Using 10% H₂SO₄ solution as mentioned in our previous work [Yosef, M; Fahmy, A; El Hotaby, W; Hassan, AM; Khalil, ASG; Anis, B. High performance graphene-based PVF foam for        lead removal from water. J. Mater. Res. Technol. 2020, 5, 11861–11875. https://doi.org/10.1016/j.jmrt.2020.08.011]

A comment is added to the manuscript.

4. Characterizations of GO are missing.

The prepared GO was investigated in detail elsewhere [31]. Acorresponding comment is added to the manuscript to make this more clear for readers.

5. How important is GO here? The GO content in the material is 0.2 wt%. The blank PVF without GO is missing. Can it adsorb any Pb? What is higher GO contents are used?

All these details were discussed elsewhere [31]. A coomment is added to the manuscript as ‘GO carries a high number of oxygen-containing functional groups, large surface area, well interconnected porous specifying plenty of oxygenated functional groups available for metal adsorption [] and it has further efficient antibacterial activity [].

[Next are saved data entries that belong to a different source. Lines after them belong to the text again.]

PR #4116, opened 2021-06-04
fossid-webapp: Search and reuse existing scans

nnobelis:
The logic of the scanner has been changed. Now we search for existing
scans of a given package before creating a new scan. If such an existing
scan is found, the scanner will check if repository data has been
downloaded and if this scan has completed. If some of these conditions is
not fulfilled, the scanner will wait until it has.

### DIFF
--- a/scanner/src/main/kotlin/scanners/fossid/FossId.kt
+++ b/scanner/src/main/kotlin/scanners/fossid/FossId.kt
@@ -42,6 +42,7 @@ import org.ossreviewtoolkit.clients.fossid.getProject
 import org.ossreviewtoolkit.clients.fossid.listIdentifiedFiles
 import org.ossreviewtoolkit.clients.fossid.listIgnoredFiles
 import org.ossreviewtoolkit.clients.fossid.listMarkedAsIdentifiedFiles
+import org.ossreviewtoolkit.clients.fossid.listScansForProject
 import org.ossreviewtoolkit.clients.fossid.model.Project
 import org.ossreviewtoolkit.clients.fossid.model.status.DownloadStatus
 import org.ossreviewtoolkit.clients.fossid.model.status.ScanState
@@ -221,17 +222,31 @@ class FossId(
                         .checkResponse("create project")
                 }
 
-                log.info { "Creating scan for URL $url and revision $revision ..." }
+                val scans = service.listScansForProject(user, apiKey, projectCode)
+                    .checkResponse("list scans for project").data
+                checkNotNull(scans)
 
-                val scanCode = createScan(projectCode, url, revision)
+                val existingScan = scans.sortedByDescending { it.id }.find { scan ->
+                    scan.gitBranch == revision && scan.gitRepoUrl == url
+                }
 
-                log.info { "Initiating download from Git repository ..." }
+                val scanCode = if (existingScan == null) {
+                    log.info { "No scan found for $url and revision $revision. Creating scan ..." }
+                    val scanCode = createScan(projectCode, url, revision)
 
-                service.downloadFromGit(user, apiKey, scanCode)
-                    .checkResponse("download data from Git", false)
+                    log.info { "Initiating data download ..." }
+                    service.downloadFromGit(user, apiKey, scanCode)
+                        .checkResponse("download data from Git", false)
+                    scanCode
+                } else {
+                    log.info { "Scan found for $url and revision $revision." }
+
+                    requireNotNull(existingScan.code) {
+                        "FossId returned a null scancode for an existing scan"
+                    }
+                }
 
                 checkScan(scanCode)
-
                 val rawResults = getRawResults(scanCode)
                 val resultsSummary = createResultSummary(startTime, rawResults)
 


sschuberth:
> The logic of the scanner has been changed.

What does this refer to? To me it sounds that (a new release of) the upstream FOSSID server as somehow changed its behavior, and we need to adapt to it. Is it that what you want to say? Or do you rather want to say that this commit of yours changes the logic our scanner implementation? If so, please stick to the imperative / present tense for clarity.

> Now we search for existing scans of a given package before creating a new scan.

Please avoid "we", "I" etc, and use passive voice in commit messages, like you correctly do in the next sentence ("scan is found").

scanner/src/main/kotlin/scanners/fossid/FossId.kt
```diff
@@ -221,17 +222,35 @@ class FossId(
                         .checkResponse("create project")
                 }
 
-                log.info { "Creating scan for URL $url and revision $revision ..." }
+                val scans = service.listScansForProject(user, apiKey, projectCode)
+                    .checkResponse("list scans for project").data
+                requireNotNull(scans)
```
sschuberth, line 227: AFAIU this can be dropped as `withDataCheck = true` is the default for `checkResponse`.

scanner/src/main/kotlin/scanners/fossid/FossId.kt
```diff
@@ -221,17 +222,35 @@ class FossId(
...
 
-                val scanCode = createScan(projectCode, url, revision)
-
-                log.info { "Initiating download from Git repository ..." }
+                val existingScan = scans.sortedByDescending { scan -> scan.id }.find { scan ->
```
sschuberth, line 229: Nit: For one-liners / when there is no variable shadowing, we usually stick to `it`, i.e. change `scan -> scan.id` to just `it.id`.

scanner/src/main/kotlin/scanners/fossid/FossId.kt
```diff
@@ -221,17 +222,35 @@ class FossId(
...
+                    scan.gitBranch == revision && scan.gitRepoUrl == url
+                }
 
-                service.downloadFromGit(user, apiKey, scanCode)
-                    .checkResponse("download data from Git", false)
+                val scanCode = kotlin.run {
```
sschuberth, line 233: Why wrapping into `run`? IMO you can just drop that outer level.

scanner/src/main/kotlin/scanners/fossid/FossId.kt
```diff
@@ -221,17 +222,35 @@ class FossId(
...
+                    if (existingScan == null) {
+                        log.info { "No scan found for url=$url and revision=$revision. Creating scan ..." }
```
sschuberth, line 235: As from the syntax of a URL it's usually clear that it's a URL, I believe you can drop "url=", and in "revision=" please replace the "=" with " " to make a fluently readable sentence.

scanner/src/main/kotlin/scanners/fossid/FossId.kt
```diff
@@ -221,17 +222,35 @@ class FossId(
...
+                        val scanCode = createScan(projectCode, url, revision)
+
+                        log.info { "Launching data download ..." }
```
sschuberth, line 238: Nit: Maybe "Initiating" or simply "Starting" instead of "Launching"?

scanner/src/main/kotlin/scanners/fossid/FossId.kt
```diff
@@ -221,17 +222,35 @@ class FossId(
...
+                        responseDownload.checkResponse("download data from Git", false)
+                        scanCode
+                    } else {
+                        log.info { "Scan found for url=$url and revision=$revision." }
+
+                        val scanCode = existingScan.code
+                        requireNotNull(scanCode) {
+                            "FossId returned a null scancode for an existing scan"
+                        }
+                        scanCode
```
sschuberth, line 249: As `requireNotNull` returns a non-null version of its argument, you can omit this line (and then inline `existingScan.code` to `requireNotNull`).

sschuberth (changes requested):

scanner/src/main/kotlin/scanners/fossid/FossId.kt
oheger-bosch, line 233: If I understand correctly, the `run` call is only necessary for the case that `existingScan` is *null*. Maybe this could be better expressed by changing the logic to something like:

```
existingScan?.let {
  log.info { "Scan found for url=$url and revision=$revision." }

  val scanCode = existingScan.code
  ...
} ?: kotlin.run {
  log.info { "No scan found for url=$url and revision=$revision. Creating scan ..." }
  val scanCode = createScan(projectCode, url, revision)
  ...
}

```

scanner/src/main/kotlin/scanners/fossid/FossId.kt
nnobelis: No it unfortunately does not work. Because the check is done in the `checkResponse` function, Kotlin cannot infer non-nullability from outside.

scanner/src/main/kotlin/scanners/fossid/FossId.kt
nnobelis: Is this really more readable as a plain if..else ? :)

scanner/src/main/kotlin/scanners/fossid/FossId.kt
sschuberth: In other code areas you expressed this via `data!!`, so I would have assumed that to be used here, too.

But a more speaking / semantically better way to express this is via `checkNotNull`: This function documents that the argument is guaranteed to be non-null. That's a different thing from `requireNotNull` which acknowledges that the value might be non-null, but a non-null value is required.

scanner/src/main/kotlin/scanners/fossid/FossId.kt
oheger-bosch: Granted, this may be a matter of taste. My point was more that `run` should only be called if necessary. I would also be fine with moving this call inside the `if`.

scanner/src/main/kotlin/scanners/fossid/FossId.kt
nnobelis: Ok makes sense.
I try to prevent using `!!` as this is a code smell.

scanner/src/main/kotlin/scanners/fossid/FossId.kt
nnobelis: Yes, I did it regarding the other review.

oheger-bosch (dismissed):

scanner/src/main/kotlin/scanners/fossid/FossId.kt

6. "The distribution of Pb ions on the surface of the PVF/GO composite was investigated by the elemental mapping of the surface of the foam after the adsorption process of the Pb ions (Figure 6d)." Figure 6d is not the EDX mapping.

We are grateful for the reviewer’s input. It was a mistake therefore, it was corrected.

7. The language need to be carefully checked.

We would like to thank the reviewer for raising this issue. The language in the whole manuscript was revised and improved as much we can.

Reviewer 2 Report

The authors incorporated graphene oxide (GO) into PVF foam and investigated the electrochemical properties of the composite material with/without the adsorption of Pb ions. They used thorough morphological and spectroscopic characterization tools to elucidate the structure and chemistries of the system, with which to corroborate the conduction mechanism change that they proposed. Design of experiments is sound and the conductivity vs.  frequency & temperature plots in Figure 9 is a crucial an convincing piece of evidence to make the argument. Potential applications of the system are in the areas of energy storage (polymer electrolyte, capacitor etc.) and the work did shine light on the fundamental electrochemical processes. 

All the merits aside, the authors should revise the manuscript by correcting a handful of typographical errors before publishing. 

Author Response

The authors incorporated graphene oxide (GO) into PVF foam and investigated the electrochemical properties of the composite material with/without the adsorption of Pb ions. They used thorough morphological and spectroscopic characterization tools to elucidate the structure and chemistries of the system, with which to corroborate the conduction mechanism change that they proposed. Design of experiments is sound and the conductivity vs.  frequency & temperature plots in Figure 9 is a crucial an convincing piece of evidence to make the argument. Potential applications of the system are in the areas of energy storage (polymer electrolyte, capacitor etc.) and the work did shine light on the fundamental electrochemical processes. 

We thank the reviewer for the clear summary of our work. We are grateful for the time and energy you expended on our behalf.

All the merits aside, the authors should revise the manuscript by correcting a handful of typographical errors before publishing.

The quality of the whole manuscript was improved as you can see in this current draft.

Round 2

Reviewer 1 Report

Questions have been answered. References have been cited for supplementary information.